By Merritt McKinney NEW YORK, Nov 22 (Reuters Health) -- Scientists have moved a step closer to developing a test that would detect Alzheimer's disease. Such a test may lead to earlier diagnosis of the disease and perhaps improved treatment, the researchers predict.

Currently, the only way to diagnose Alzheimer's disease definitively is to look for protein deposits in the brain. These deposits are too small to be detected with a common scan called magnetic resonance imaging (MRI), so they can be detected only when the brain is examined under a microscope during an autopsy.
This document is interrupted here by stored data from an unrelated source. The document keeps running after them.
PR #392, opened 2024-05-13
Sv detections in core blocks

grzegorz-roboflow:
# Description

Migrate blocks to use sv.Detections for storing results of inference.
Non-standard fields (i.e. `key-points`, `parent_id`, etc.) are stored in `data`

supervision added to list of dependencies.

## Type of change

Workflows created to test each block

N/A

## Docs

Docs need to be updated


inference/core/workflows/core_steps/common/utils.py
```diff
@@ -48,38 +50,72 @@ def attach_prediction_type_info(
...
+    predictions_key: str = "predictions",
+    keypoints_key: str = "keypoints",
+    detection_id_key: str = "detection_id",
+    parent_id_key: str = PARENT_ID_KEY,
+) -> List[Dict[str, Union[sv.Detections, Any]]]:
+    converted_predictions: List[Dict[str, Union[sv.Detections, Any]]] = []
+    for p in predictions:
+        converted_prediction = deepcopy(p)
+        detections = sv.Detections.from_inference(p)
+        if any(keypoints_key in d for d in p[predictions_key]):
```
PawelPeczek-Roboflow, line 64: I am generally in favour of having `sv.Detections` for all detections-based use cases, but `supervision` itself seems to diverge from that idea. In the latest release we got new abstraction [sv.KeyPoints](https://github.com/roboflow/supervision/blob/develop/supervision/keypoint/core.py) which do not hold bboxes, and is invariant on "different skeleton for different class" topic - which makes it not 100% suitable for our usage now. 
I propose to keep as is for now, but we need to have discussion what to do next - definitely we need support for multiple skeletons (this is in general good change for `supervision` as this makes the abstraction more robust), but I would say that's suboptimal to loose info about Bounding Boxes when model provides them - maybe we could have both data outputs later in the future - one of Object Detection kind and another of Keypoints kind

inference/core/workflows/core_steps/common/utils.py
```diff
@@ -48,38 +50,72 @@ def attach_prediction_type_info(
...
+            # keypoints arrays may have different length for each detection hence "object" type is used
+            detections[keypoints_key] = np.array(
```
PawelPeczek-Roboflow, line 66: It seems like we are loosing info about keypoints classes and confidences

inference/core/workflows/core_steps/common/utils.py
```diff
@@ -48,38 +50,72 @@ def attach_prediction_type_info(
...
+                [
```
PawelPeczek-Roboflow, line 67: [suggestion] maybe we could extract building that metadata to separate function

inference/core/workflows/core_steps/common/utils.py
```diff
@@ -48,38 +50,72 @@ def attach_prediction_type_info(
     return predictions
 
 
-def attach_parent_info(
-    images: List[Dict[str, Any]],
+def convert_to_sv_detections(
```
PawelPeczek-Roboflow, line 53: Maybe I do not get the full context here, but if we are converting inference results to sv detections, then maybe we could get rid of parametrisation of fields names that are related to responses in favour of constants (or even get rid of operations on dicts in favour of operating on responses objects, but then what with QR codes and barcodes). Then we could also name the input parameter as `batch_inference_results` and just return `list[sv.Detections]` without embedding that into `dict["predictions"] = [<sv.Detections>]`. That would shift the responsibility of forming proper outputs of blocks into caller which owns this. Obviously that would cost another round of for-loop on the caller side, but what is visible in barcode detection - the fact that other keys that `predictions_key` are forgotten in output list of dicts actually makes this function harder to read and understand in global context.

inference/core/workflows/core_steps/common/utils.py
```diff
@@ -48,38 +50,72 @@ def attach_prediction_type_info(
...
-    prediction: Dict[str, Any],
-    nested_key: Optional[str],
-) -> Dict[str, Any]:
-    prediction[PARENT_ID_KEY] = image[PARENT_ID_KEY]
-    if nested_key is None:
-        return prediction
-    for detection in prediction[nested_key]:
-        detection[PARENT_ID_KEY] = image[PARENT_ID_KEY]
-    return prediction
+def attach_parent_info(
```
PawelPeczek-Roboflow, line 99: [requires change] `nested_key` probably should be no longer needed and this function only requires to be used by blocks that do not operate on `sv.Detections` data format

inference/core/workflows/core_steps/common/utils.py
PawelPeczek-Roboflow: [requires change] this is not for this function directly, but in topic of `sv.Detections` - we need to be able to add metadata to created object - namely predictions type

Intent is the following - all metadata that are directly related to prediction should be packed into sv.Detections to limit the # of auxiliary inter-blocks connections

inference/core/workflows/core_steps/common/utils.py
```diff
@@ -48,38 +50,72 @@ def attach_prediction_type_info(
...
+        detections = prediction[nested_key]
+        detections[PARENT_ID_KEY] = [image[PARENT_ID_KEY]] * len(detections)
+    return predictions
 
 
 def anchor_prediction_detections_in_parent_coordinates(
     image: List[Dict[str, Any]],
-    predictions: List[Dict[str, Any]],
+    predictions: List[Dict[str, Union[sv.Detections, Any]]],
     image_metadata_key: str = "image",
```
PawelPeczek-Roboflow, line 116: [question] Is `image_metadata` still needed?

inference/core/workflows/core_steps/common/utils.py
```diff
@@ -93,10 +129,11 @@ def anchor_prediction_detections_in_parent_coordinates(
 
 def anchor_detections_in_parent_coordinates(
```
PawelPeczek-Roboflow, line 130: [loud thinking] what happens with parent detection when we want to modify a detection? is not that expected that when we shift or filter - the exact same thing happens for parent?
could we even address this with `sv.Detections`? at first, I thought about having it nested somehow, but that seems to be hacky and unclear as the idea. Getting into conclusion that maybe we should just keep `shift_x, shift_y` as metadata of each detection and only execute this op when needed (basically the only need is while output construction) - then the processing gets more light-weight, as we do not need to perform laborious ops each step

inference/core/workflows/core_steps/common/utils.py
```diff
@@ -109,40 +146,52 @@ def anchor_detections_in_parent_coordinates(
...
 def filter_out_unwanted_classes_from_predictions_detections(
-    predictions: List[Dict[str, Any]],
+    predictions: List[Dict[str, Union[sv.Detections, Any]]],
     classes_to_accept: Optional[List[str]],
     detections_key: str = "predictions",
-    class_name_key: str = "class",
-) -> List[Dict[str, Any]]:
+    class_name_key: str = "class_name",
+) -> List[Dict[str, Union[sv.Detections, Any]]]:
     if classes_to_accept is None:
```
PawelPeczek-Roboflow, line 184: that's my mistake, could u make that `if not classes_to_accept` to make empty list case handled better

inference/core/workflows/core_steps/common/utils.py
```diff
@@ -109,40 +146,52 @@ def anchor_detections_in_parent_coordinates(
...
-    classes_to_accept = set(classes_to_accept)
-    results = []
+    filtered_predictions = []
     for prediction in predictions:
-        filtered_image_result = deepcopy(prediction)
-        filtered_image_result[detections_key] = [
-            prediction
-            for prediction in prediction[detections_key]
-            if prediction[class_name_key] in classes_to_accept
+        filtered_prediction = deepcopy(prediction)
```
PawelPeczek-Roboflow, line 188: maybe this function could work in-place? it only operates on elements within scope of block, so should be fine

inference/core/workflows/core_steps/transformations/crop.py
```diff
@@ -118,28 +120,31 @@ async def run_locally(
...
+    detections: sv.Detections,
     origin_size: dict,
+    detection_id_key=DETECTION_ID_KEY,
+    parent_id_key=PARENT_ID_KEY,
 ) -> List[Dict[str, Union[dict, str]]]:
     crops = []
-    for detection in detections:
-        x_min, y_min, x_max, y_max = detection_to_xyxy(detection=detection)
+    for (x_min, y_min, x_max, y_max), detection_id in zip(
+        detections.xyxy.astype(dtype=int), detections[detection_id_key]
```
PawelPeczek-Roboflow, line 130: Maybe round here? astype() will just cut off integer part

inference/core/workflows/core_steps/transformations/detection_filter.py
```diff
@@ -173,49 +175,80 @@ def get_manifest(cls) -> Type[WorkflowBlockManifest]:
...
-            filtered_prediction = [
-                deepcopy(detection)
-                for detection in detections
-                if filter_callable(detection)
-            ]
-            result_predictions.append(filtered_prediction)
-            result_parent_id.append(
-                [prediction[PARENT_ID_KEY] for prediction in filtered_prediction]
-            )
+            if isinstance(detections, list):
```
PawelPeczek-Roboflow, line 191: [question] in which context this is still list?

inference/core/workflows/core_steps/transformations/detection_filter.py
```diff
@@ -173,49 +175,80 @@ def get_manifest(cls) -> Type[WorkflowBlockManifest]:
...
+            for prediction, parent_ids, image, single_prediction_type in zip(
+                result_predictions, result_parent_ids, image_metadata, prediction_type
             )
         ]
 
 
+def get_value(detection: Union[Dict[str, Any], sv.Detections], field_name: str):
+    if isinstance(detection, dict):
+        return detection[field_name]
+    else:
```
PawelPeczek-Roboflow, line 221: [suggestion] else could be removed to reduce indent

tests/workflows/unit_tests/core_steps/transformations/test_crop.py
```diff
@@ -48,17 +52,20 @@ def test_crop_image() -> None:
     # given
     image = np.zeros((1000, 1000, 3), dtype=np.uint8)
     origin_size = {"height": 1000, "width": 1000}
-    predictions = [
-        {"x": 10, "y": 10, "width": 20, "height": 20, "detection_id": "one"},
-        {"x": 100, "y": 100, "width": 40, "height": 40, "detection_id": "two"},
-        {"x": 500, "y": 500, "width": 100, "height": 100, "detection_id": "three"},
-    ]
+    predictions = convert_to_sv_detections(predictions=[{
```
PawelPeczek-Roboflow, line 55: please create sv.Detections directly, as we do not want faulty `convert_to_sv_detections` impacting other unit tests

PawelPeczek-Roboflow: the same applies for all `convert_to_sv_detections(...)` usage in tests apart from tests of `convert_to_sv_detections` itself

PawelPeczek-Roboflow (commented):
We need to get rid of outputs like `parent_id`, `image`, `prediction_type` from blocks:
* YoloWorld
* `RoboflowInstanceSegmentationModelBlock`
* `RoboflowKeypointDetectionModelBlock`
* `RoboflowObjectDetectionModelBlock`
* `BarcodeDetectorBlock`
* `QRCodeDetectorBlock`

as those can be hidden within `sv.Detections`

the same applies for detections consensus - but not sure of that one was changed

tests/workflows/unit_tests/core_steps/transformations/test_crop.py
grzegorz-roboflow: Done

inference/core/workflows/core_steps/transformations/detection_filter.py
grzegorz-roboflow: I thought about supporting predictions produced by `inference` too but upon reflection I remove this.

inference/core/workflows/core_steps/common/utils.py
grzegorz-roboflow: I left this here for backwards compatibility, we can consider removing it if it's not required.

Unfortunately `sv.Detections` does not keep image metadata information (`width`/`height`) so I would imagine this metadata needs to be passed to blocks in some way (we could consider moving it into `sv.Detections.data` though it will be the same `width`/`height` copied for each detections, maybe it's not such a big deal since there won't be that many detections, however we will have pattern similar to this: `image_metadata = detections[image_metadata][0]` when we will want to obtain metadata)

inference/core/workflows/core_steps/common/utils.py
grzegorz-roboflow: This method looked like this before:

```python
def attach_parent_info_to_prediction(
    image: Dict[str, Any],
    prediction: Dict[str, Any],
    nested_key: Optional[str],
) -> Dict[str, Any]:
    prediction[PARENT_ID_KEY] = image[PARENT_ID_KEY]
    if nested_key is None:
        return prediction
    for detection in prediction[nested_key]:
        detection[PARENT_ID_KEY] = image[PARENT_ID_KEY]
    return prediction
 ```

So originally `PARENT_ID_KEY` was added both as part of output and also as property for each prediction. I can drop nested_key and I can change the behavior of this method so parent ID is not added to each detection but it will change how this method was working.

Comment (PawelPeczek-Roboflow) [reply inference/core/workflows/core_steps/common/utils.py:99]: I would keep it for each prediction now

File: inference/core/workflows/core_steps/common/utils.py (hunk 6 above)
Comment (PawelPeczek-Roboflow) [reply inference/core/workflows/core_steps/common/utils.py:116]: yeah, if it's truly needed we should probably try to pack it into detections, but the sole purpose of image metadata was to make it possible to draw things out of `workflows` output

Comment (PawelPeczek-Roboflow) [reply inference/core/workflows/core_steps/common/utils.py:116]: so if there is no block operating on that property (I guess blocks just pass it by) - we can remove

File: inference/core/interfaces/http/orjson_utils.py [hunk 14]
```diff
@@ -97,3 +123,68 @@ def serialise_image(image: Dict[str, Any]) -> Dict[str, Any]:
...
+        if isinstance(xyxy, np.ndarray):
+            xyxy = xyxy.astype(float).tolist()
+        x1, y1, x2, y2 = xyxy
+        detection_dict[WIDTH_KEY] = abs(x2 - x1)
+        detection_dict[HEIGHT_KEY] = abs(y2 - y1)
+        detection_dict[X_KEY] = x1 + detection_dict[WIDTH_KEY] / 2
+        detection_dict[Y_KEY] = y1 + detection_dict[HEIGHT_KEY] / 2
+
+        if confidence is not None:
+            detection_dict[CONFIDENCE_KEY] = float(confidence)
```
PawelPeczek-Roboflow, line 142: we shall require that otherwise contract of API is broken

inference/core/interfaces/http/orjson_utils.py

But, using a more powerful version of MRI, called magnetic resonance microscopy, researchers at Duke University Medical Center in Durham, North Carolina, have detected the protein deposits in samples taken from human brains. Their report is published in the Proceedings of the National Academy of Sciences A team of researchers led by Dr. Helene Benveniste collected brain samples from five people who had Alzheimer's disease when they died and three people who did not have the disease. Using magnetic resonance microscopy, the investigators were able to detect the characteristic deposits in the brain tissue of the people who had Alzheimer's disease.

However, detecting the deposits was "...extremely challenging," they note. In an interview with Reuters Health, Benveniste stressed that the test is still in the preliminary stages. "We are far from being at a point where we can do this in (living) humans," she said.

Right now, Benveniste and her colleagues are using the technology to study live rats, although she said that it is too soon to tell whether it will work.

According to the Duke scientist, there is some controversy about whether the protein deposits actually cause the symptoms of Alzheimer's disease. Having a test to detect those deposits might help resolve the controversy, she said. By following people over several decades, physicians would be able to see if symptoms of Alzheimer's disease appeared or worsened as more of the deposits accumulated, she explained.